(Collected data)
········
PR #3175, opened 2022-05-10
Make TransactionDepthChange public

weiznich:
This is kind of required as otherwise custom connection implementations
cannot provide their own transaction manager implementation.


chusteven (approved):
👌

PR #3178, opened 2022-05-14
Updated ipnetwork to 0.19

Razican:


Razican:
It seems that the issue is the MSRV, that the new ipnetwork crate requires the 2021 edition (1.56), while the current MSRV is 1.54.

An option would be to update the MSRV to 1.56 (which also includes nice stuff, such as setting the MSRV directly in Cargo.toml). This would also bring the opportunity to use the 2021 edition in Clippy.

weiznich:
This does not require a MSRV bump according to our MSRV policy: 

> For any named minimal supported Rust version we guarantee that it is possible to build Diesel with the 
default features enabled using some set of dependencies. Those set of dependencies is not necessarily 
an up to date version of the specific dependency. We check this by using the unstable `-Z minimal-version` cargo flag. 

(That's because older ipnetwork versions work just fine with the current MSRV.)

JohnTitor (approved):
LGTM with or without nit fix

Issue #2535, opened 2020-10-09
SupportsReturningClause mysql


zhiburt:
## Problem Description

Following the get started guide step by step I was willing to run insert code with `mysql`. 

```rust
        // ...
        let inserted = diesel::insert_into(entities::table)
            .values(&ext)
            .get_result::<Entity>(&conn)
            .unwrap();
```

But I was constantly getting a compile error.

```log
the trait bound `diesel::mysql::Mysql: diesel::backend::SupportsReturningClause` is not satisfied
required because of the requirements on the impl of `diesel::query_builder::QueryFragment<diesel::mysql::Mysql>` for `diesel::query_builder::returning_clause::ReturningClause<schema::extension::columns::id>`
required because of the requirements on the impl of `diesel::query_builder::QueryFragment<diesel::mysql::Mysql>` for 
...
```

And eventually (after figuring out that `execute` doesn't return id :smile: ) I took a look at the doc and it seems to me currently it's impossible to run such code with `mysql` since its supported only by `postgress` right?

https://docs.diesel.rs/diesel/backend/trait.SupportsReturningClause.html

### What are you trying to accomplish?

If it's true I would consider adding some information somewhere that it's not work with mysql could reduce peoples time spent on trying to resolve it. Probably in get_result doc comment.

### Comment

I may be incorrect in my assumptions in which case I am sorry :disappointed: 

And thank you for the crate.

thecooldrop:
I would like to take this issue as first contribution to Diesel. 

May I ask you @weiznich to assign it to me?

weiznich:
@thecooldrop Feel free to submit a PR for this. I should probably add that I don't think that `get_result` is the right place for this as `get_result` is available for queries using the `mysql` backend, just not for insert statements.

thecooldrop:
@weiznich Your comment is really confusing me since according to my analysis, given that `MySql` does not implement `SupportsReturningClause` we should not be able to have get_results for any of the statement types with MySql backend. Here is why:

1. `RunQueryDsl::get_result<U>(self, conn: &Conn ) -> QueryResult<U>` is defined only for those implementors of the trait which also implement the `LoadQuery<Conn,U>`
2. `LoadQuery<Conn,U>` is implemented only for those types which implement `AsQuery` whose associated `AsQuery::Query` associated type implements the `QueryFragment<DB: Backend>`.
[...]

Issue #1882, opened 2018-10-12
Is MariaDB supported? 


johnkarasev:
Just wondering if diesel supports MariaDB.

weiznich:
`MariaDB` is more or less supported through the `MySql` backend. 

In the long term we want to add a distinct `MariaDB` backend that  shares most of it implementation with the existing `MySql` backend. 

If anyone is willing working on this feel free to claim that issue or drop a message on gitter.

ian-p-cooke:
@virome are you still working on this?  I might want to do something similar to support TiDB and would like to see how you refactor things.

virome:
@ian-p-cooke Unfortunately, I ended up not having much time to work on this. If no one else wants to take it, I still would like to finish it at some point.
If you're ready to go with your work, I wouldn't wait for me.

p-alik:
I used a workaround to build diesel with mariadb
https://stackoverflow.com/questions/61505861/crate-with-diesel-and-mysql-dependencies-no-longer-compiles-against-mariadb-afte

saresend:
Is this still available? I'd be interested to give it a go

weiznich:
@saresend This is still an open issue, so feel free to work on this. Be warned that this requires likely a complex large change to diesel itself.

saresend:
Yeah that's fine, just want to double check you'd be willing to help answer questions / support this work

weiznich:
@tgross35 Let's move the discussion about a custom mariadb backend here:

> Thanks for the response, seems like there's a couple reasons for a dedicated mariadb backend. What would be the bare minimum PR to get support moving in the right direction? It seems like duplicating diesel/diesel/src/mysql and updating the connection would be needed, but I'm not sure how many of the other sections of the repo would need to be touched just to get something going, or what a prioritized todo list would look like.

It's hard to tell what's the exact minimum PR for something like that, because as already written: We do not even have a specific design for that in mind. Keep that in mind for anything else that follows. I would prefer something that does not duplicate that much code, as that all is code that needs to be maintained. I would guess that there is no need to duplicate all of `diesel/diesel/src/mysql`. For example the connection/serialization/deserialization implementation can and should be shared between a potential mariadb backend and the existing mysql backend. I would likely start with the following approach:

[...]

PR #3186, opened 2022-05-24
Allow mysql schemas that contain either a json or a datatime field

weiznich:
Unfortunately we cannot add a test for json, as the behaviour there
diverges between mariadb and mysql.


diesel_cli/src/print_schema.rs
```diff
@@ -144,6 +144,8 @@ fn mysql_diesel_types() -> HashSet<&'static str> {
 
     types.insert("TinyInt");
     types.insert("Tinyint");
+    types.insert("Datetime");
```
JohnTitor, line 147: Does it make sense to add `TIMESTAMP` along with it?

chusteven:
> Unfortunately we cannot add a test for json, as the behaviour there diverges between mariadb and mysql.

Curious what `diesel`'s stance on MySQL vs. MariaDB; I'm guessing `diesel` supports both?

weiznich:
> Curious what diesel's stance on MySQL vs. MariaDB; I'm guessing diesel supports both?

It's more like we officially support MySQL. MariaDB just works due to the fact that it is mostly the same thing. (In fact I personally use MariaDB locally for testing as this is just that what is provided by my distro.)
In the long term we would like to have a separate backend for MariaDB (https://github.com/diesel-rs/diesel/issues/1882) as this would allow us to support some SQL features that are not supported for MySQL yet without causing issues (`RETURNING` support https://github.com/diesel-rs/diesel/issues/2535)

diesel_cli/src/print_schema.rs
weiznich: It's already there: https://github.com/diesel-rs/diesel/blob/b51e6584ac4c6dc4495010e6e2f282c6de327e1f/diesel_cli/src/print_schema.rs#L79

PR #3190, opened 2022-05-26
Make rustdoc JSON not cause ICE

Enselic:
To tro to help figure out what is causing https://github.com/rust-lang/rust/issues/93588

### DIFF
--- a/diesel/src/query_builder/mod.rs
+++ b/diesel/src/query_builder/mod.rs
@@ -332,6 +332,15 @@ pub trait AsQuery {
     fn as_query(self) -> Self::Query;
 }
 
+impl<T: Query> AsQuery for T {
+    type SqlType = <T as Query>::SqlType;
+    type Query = T;
+
+    fn as_query(self) -> <T as AsQuery>::Query {
+        self
+    }
+}
+
 /// Takes a query `QueryFragment` expression as an argument and returns a type
 /// that implements `fmt::Display` and `fmt::Debug` to show the query.
 ///
--- a/diesel/src/query_builder/mod.rs
+++ b/diesel/src/query_builder/mod.rs
@@ -332,15 +332,6 @@ pub trait AsQuery {
     fn as_query(self) -> Self::Query;
 }
 
-impl<T: Query> AsQuery for T {
-    type SqlType = <Self as Query>::SqlType;
-    type Query = Self;
-
-    fn as_query(self) -> Self::Query {
-        self
-    }
-}
-
 /// Takes a query `QueryFragment` expression as an argument and returns a type
 /// that implements `fmt::Display` and `fmt::Debug` to show the query.
 ///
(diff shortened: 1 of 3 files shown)


diesel/src/query_builder/mod.rs
```diff
@@ -332,15 +332,6 @@ pub trait AsQuery {
...
 
-impl<T: Query> AsQuery for T {
-    type SqlType = <Self as Query>::SqlType;
-    type Query = Self;
-
-    fn as_query(self) -> Self::Query {
-        self
-    }
-}
-
```
weiznich, line 343: Thanks for working on this ❤️ 

This change would unfortunately break most of diesel's query builder. As a blind guess I would expect that this is also the main fix for the ICE, as this impl implies quite a lot of other concrete impls. (Just have a look what else implements `AsQuery` or `Query` to get a feeling for that). If I can help with concrete information here just reach out.

Enselic: Thanks for taking a look! I was just being a bit lazy. I pushed a commit where I did the same change as I did for `AsExpression`, namely replacing `Self` with `T`, and now the diff should look less problematic.

Enselic: @weiznich If you are familiar with the diesel code base, the best way you can help is probably to remove more and more code from diesel/diesel until the ICE stops from happening. Do it "one line at a time". Then we will know what line that is crucial to making the ICE happen. I have tried this myself but I found the diesel code base to be riddled with dependencies spread across the code base via macros and such, and I wasn't tenacious enough to follow through. But finding a minimal way to reproduce the problem we see would certainly help. That is what https://github.com/rust-lang/rust/issues/93588#issuecomment-1139124795 was talking about too.

Once have such an [MRE](https://en.wikipedia.org/wiki/Minimal_reproducible_example) it will probably not be hard to fix the root problem.

Enselic:
Sorry! I realized just now that I accidentally created a PR in this repo instead of my fork.

I created a PR in my fork now: https://github.com/Enselic/diesel/pull/1, so please refer to that instead.

weiznich:
To be sure: If it's as simple as changing these three impls to prevent this ICE from happening I would be totally fine with just changing diesel here.

Enselic:
If you asses that to be a good near-term solution, feel free to merge this code. That would be totally fine with me. However, I think at least some other crates in the diesel workspace still causes ICE when generating rustdoc JSON, but maybe it is just as easy to fix them as it is to fix the main crate.

Long-term, rustdoc of course needs to fix the ICE for diesel and other crates that has the same code structure. It should't be necessary change client code in order to make rustdoc JSON work.

BTW, I am very curious, so I hope you don't mind me asking: What do you use the diesel rustdoc JSON for?

weiznich:
> What do you use the diesel rustdoc JSON for?

I've played around with something like your [`cargo-public-api`](https://github.com/Enselic/cargo-public-api#diff-the-public-api) tool, especially the diff mode. That's nothing that worked at the time due to the ICE issues.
········
> [TASK GOAL]: Write down again, exactly as given, only the lines above that fall from the line with "there diverges between mariadb and mysql." to the line with "diesel supports both?", inclusive.

> [WRITTEN REPLY]:
> Unfortunately we cannot add a test for json, as the behaviour there diverges between mariadb and mysql.

Curious what `diesel`'s stance on MySQL vs. MariaDB; I'm guessing `diesel` supports both?

weiznich:
> Curious what diesel's stance on MySQL vs. MariaDB; I'm guessing diesel supports both?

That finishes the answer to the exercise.